[Problem to solve] Beginning with the first line below, please repeat the material exactly, ending with the line that includes "-36,7 +36,6 @@ function onTrigger(player, amount, target)".

[Records supplied]
★ ★ ★

PR #3976, opened 2017-08-09
command input validation and standardization [t-z]

wrenffxi:
Added getExp() binding.
`@takexp` no longer sets player xp to high value if more xp is deducted than they have.
`@givexp` and `@takexp` now report resulting xp.

### DIFF
--- a/scripts/commands/givegil.lua
+++ b/scripts/commands/givegil.lua
@@ -36,7 +36,6 @@ function onTrigger(player, amount, target)
 
     -- give gil to target
     targ:addGil(amount);
-    local newAmount = targ:getGil();
-    player:PrintToPlayer(string.format("Gave %i gil to %s.  They now have %i gil.", amount, targ:getName(), newAmount));
+    player:PrintToPlayer(string.format("Gave %i gil to %s.  They now have %i gil.", amount, targ:getName(), targ:getGil()));
     
 end;
--- a/scripts/commands/givexp.lua
+++ b/scripts/commands/givexp.lua
@@ -16,12 +16,6 @@ end;
 
 function onTrigger(player, amount, target)
 
-    -- validate amount
-    if (amount == nil or amount < 1) then
-        error(player, "Invalid amount.");
-        return;
-    end
-
     -- validate target
     local targ;
     if (target == nil) then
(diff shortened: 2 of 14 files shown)


takhlaq:
i feel getexp has no potential retail scenario use so not sure whether it's something we really need a binding for

wrenffxi:
Problem case is this:

Alice has 100 xp into level.
GM does `@takexp 500 Alice`
Now Alice has roughly 65,535 XP.

So either we need a getXP binding that caps deducted amount at current player XP, or we need to fix the integer underflow problem in delExp.

TeoTwawki:
odd that this even happens, when you die in that situation (same function) you'd *delevel* rather than gain a big chunk of exp. I should have tested that better back when I did it instead of assuming it'd work just like dying. Present me is sorry on behalf of past me.

takhlaq:
i'll wait for someone to look into the underflow before merging

TeoTwawki:
cef1353b62f27d92212fe1ac0ba9dc77cde2000b

takhlaq:
we don't need getExp binding anymore right?

TeoTwawki:
Correct. Existing del binding should delevel peeps now instead of turning into to a big exp gain.

wrenffxi:
Had to fix a few more things, but all should be working now:

* XP is now deducted via `@takeexp` even if map_config.exp_loss_level would usually prevent this.
* If amount deducted is larger than two levels, player will now lose one level and be set at 0 XP.  Previously, another underflow would occur.
* If player is level 1, they will no longer drop to level 0.

TeoTwawki:
hmm. That underflow is irritating me. But I don't see an easy way to go about multi deleveling (which wouldn't ever occur on retail.)

I guess when ppl are caught cheating their rear ends off I just reset them to level one instead of trying to reverse the exact exp amount they cheated to get.

TeoTwawki:
@takhlaq stole yer merge!

teschnei:
I think level up has the same quirk, and on retail you would just level
once and be 1 XP away from the next level

TeoTwawki:
yeah that's how modern retail does it. I think there **may** have been a situation at one time in the past where a double level might have been possible as an accidental thing on retail, not sure.

Anyway we should prevent double level up on DSP as well. I think its pretty easy to trigger with book XP+moderately buffed XP gains.

teschnei:
I think we do already, is what I was meaning to say. I recall running into
that years ago.  So we should do the same for level down as well

TeoTwawki:
Been awhile since I actually played enough to notice, guess I missed it

PR #3977, opened 2017-08-09
Hide all moghouse related moogles

ymkc:
These shouldn't be visible in the cities and moghouse is handling them anyway


TeoTwawki:
actually, [mog house ones are on the fly done](https://github.com/DarkstarProject/darkstar/blob/498440b100c7b62a3488d71ebbdffd109f6090a2/src/map/zone_entities.cpp#L581) and just happen to wind up at the same IDs as some other moogles (in most zones). These are event mogs that we don't use yet, so still should hide'em

TeoTwawki:
I think the Bastok markets one has the same ID as the moogle for the mog sack expansion, if you print them in `onTrigger()`, lol.

ymkc:
@teotwawki i see, thanks

PR #66, opened 2026-06-30
perf(do): share op-log read across shape pokes in one flush

prisis:
**Plan 072** (perf, P2). Shares the op-log read across shape pokes in one flush: extracts `collapseOpRange` and adds a per-flush `(table, sinceSeq)` cache so every shape resolving the same range reuses the collapsed op map. The per-shape membership probe stays per-shape.

- Tech-lead review: ✅ APPROVED — full do suite 908 green incl. the 070 matrix.
- **Stacked on `advisor/070`** (this PR targets that branch so the diff is 072-only).


prisis:

PR #67, opened 2026-06-30
perf(do): dedup identity-independent reactive query runs across sockets

prisis:
**Plan 073** (perf, P2). Dedups identity-independent reactive query runs across sockets in one flush — the handler executes once per flush for admin/reserved reads instead of once per socket. Per-socket push still runs.

**Security boundary:** the identity-independence signal is `isAdmin` (`ADMIN_FUNCTION_PREFIX`) **only** — `FLAGS_FUNCTION_PREFIX` is explicitly excluded and all user queries are treated identity-dependent. The per-identity path is byte-for-byte unchanged.

- Tech-lead review: ✅ APPROVED — verified the predicate can never be true for an identity-reading query; includes a leak-detecting test (Case 11) and a forced-predicate sanity-check.
- **Stacked on `advisor/072`** (this PR targets that branch).


prisis:

PR #68, opened 2026-06-30
refactor(do): extract shared socket-pool helper

prisis:
**Plan 074** (tech-debt, P3). Extracts a shared `runSocketPool` helper, unifying the two hand-rolled bounded worker-pool loops in `refreshSubscriptions` and `pokeShapeSubscribers`.

- Tech-lead review: ✅ APPROVED — behavior-preserving. The poke-path `await` yields are unobservable (the pool drains within one macrotask, preserving order and atomicity vs. external events); 910 tests = baseline.
- **Stacked on `advisor/073`** (this PR targets that branch).

🤖 Generated with [Claude Code](https://claude.com/claude-code)
https://claude.ai/code/session_01JGzpcgGkQSQpbCd1nJLpTx

PR #58, opened 2026-06-30
security(do): redact raw error.message in RPC error fall-through

prisis:
**Plan 064** (security, P1). Redacts the raw `error.message` in the DO RPC error fall-through so internal error text can't leak to clients; a generic message is returned instead.

- Tech-lead review: ✅ APPROVED — scope clean, done-criteria re-run green.
- Part of the Wave 4 sync-engine hardening batch.

🤖 Generated with [Claude Code](https://claude.com/claude-code)
https://claude.ai/code/session_01JGzpcgGkQSQpbCd1nJLpTx

## Summary by CodeRabbit

* **New Features**
  * Added local-first sync support with partial replication views and optimistic custom mutators across the client, server, and app libraries.
  * Introduced new framework hooks/composables for mutator handling in React, Vue, Solid, and Svelte.
  * Added new DB collection and mutator subpaths for easier integration.

* **Bug Fixes**
  * Improved conflict handling for concurrent edits and offline replay.
  * Added safeguards for invalid shape/table references and cross-shard join cases.

* **Documentation**
  * Added guides and examples for local-first sync, shapes, and custom mutators.

PR #70, opened 2026-06-30
fix(do): wave-4 shard-do hardening (redact errors, settled frame, dedup, op-range cache, socket-pool)

prisis:
Re-execution of the Wave-4 shard-do plans **onto current `alpha`**, as one coupled stack (all five edit the same `packages/do/src/shard-do.ts` regions sequentially, so they can't be independent PRs). Each carries its thermo-nuclear review fixes folded in. Tech-lead reviewed; all 6 gates green locally (`@lunora/do` 910 + `@lunora/client` 262 + `@lunora/db` 35 tests; types clean).

**Commits (merge with a merge-commit to preserve all five for semantic-release):**

1. `fix(do): redact raw error messages from rpc/ws error frames` (plan 064) — `errorToResponse` RPC_FAILED fall-through + `handleStream` catch-all log server-side and return generic `"internal error"`; coded/structured errors keep their messages.
2. `fix(do,client,db): emit settled frame to drop stale list overlays` (plan 068) — DO emits a `settled` frame on the byte-identical suppression path, gated on `socketClientWatermark(ws) !== undefined` (clientId only). Client parses via shared `ackAndAdvanceCursor`; `@lunora/db` wires `onCheckpoint` on the list path. Dead `lastMutationId` removed from Data/Resume messages.
3. `perf(do): dedup identity-independent reactive query runs` (plan 073) — flush-local memo collapses N identical admin/reserved reactive runs to one. `isIdentityIndependent` is `ADMIN_FUNCTION_PREFIX`-only (security boundary); RLS/`ctx.auth`/per-user-flag reads bypass the cache. Negative + force-override sanity tests.
4. `perf(do): share op-log read across shape pokes in a flush` (plan 072) — flush-local `(table,sinceSeq,upTo)` cache shares one `__cdc_log` drain across same-range shape diffs; read-counter test.
5. `refactor(do): extract bounded socket-pool fan-out helper` (plan 074) — extracts the duplicated bounded loop into `runSocketPool`; behavior-preserving; dedicated test.

Supersedes #58, #62, #66, #67, #68 (stale pre-divergence executions).

## Summary by CodeRabbit

* **New Features**
  * Added checkpoint notifications for subscriptions, helping clients react when writes are confirmed.
  * Improved subscription handling for settled updates so the app can recognize confirmed changes even when no new data is returned.
  * Increased concurrent socket processing for faster handling of multiple tasks.

### DIFF
--- a/packages/client/__tests__/lunora-client.test.ts
+++ b/packages/client/__tests__/lunora-client.test.ts
@@ -456,6 +456,110 @@ describe("lunoraClient", () => {
             expect(last).toEqual({ id: sub.id, type: "unsubscribe" });
         });
 
+        it("forwards a settled frame's watermark to onCheckpoint without firing the data callback", () => {
+            expect.assertions(3);
+
+            const client = new LunoraClient({
+                clientId: "client-A",
+                fetch: vi.fn<typeof fetch>(),
+                url: "https://app.example",
+                WebSocket: createMockWebSocket(),
+            });
+
+            const received: unknown[] = [];
+            const checkpoints: { checkpoint?: number; mutationId?: number }[] = [];
+
+            client.subscribe(fnRef("messages:list"), {}, (d) => received.push(d), {
+                onCheckpoint: (watermark) => checkpoints.push(watermark),
+            });
+
+            const socket = latestSocket();
+
+            socket.open();
+
+            const sub = firstSub(socket);
+
+            socket.receive({ id: sub.id, type: "ack" });
+            // A write touched the read tables but the result was byte-identical, so
+            // the server sent a `settled` frame instead of a data frame.
+            socket.receive({ cursor: 12, epoch: "e1", id: sub.id, lastMutationId: 5, type: "settled" });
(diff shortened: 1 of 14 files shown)


prisis:
Addressed both CodeRabbit findings:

★ ★ ★

[Task response]
PR #3976, opened 2017-08-09
command input validation and standardization [t-z]

wrenffxi:
Added getExp() binding.
`@takexp` no longer sets player xp to high value if more xp is deducted than they have.
`@givexp` and `@takexp` now report resulting xp.

### DIFF
--- a/scripts/commands/givegil.lua
+++ b/scripts/commands/givegil.lua
@@ -36,7 +36,6 @@ function onTrigger(player, amount, target)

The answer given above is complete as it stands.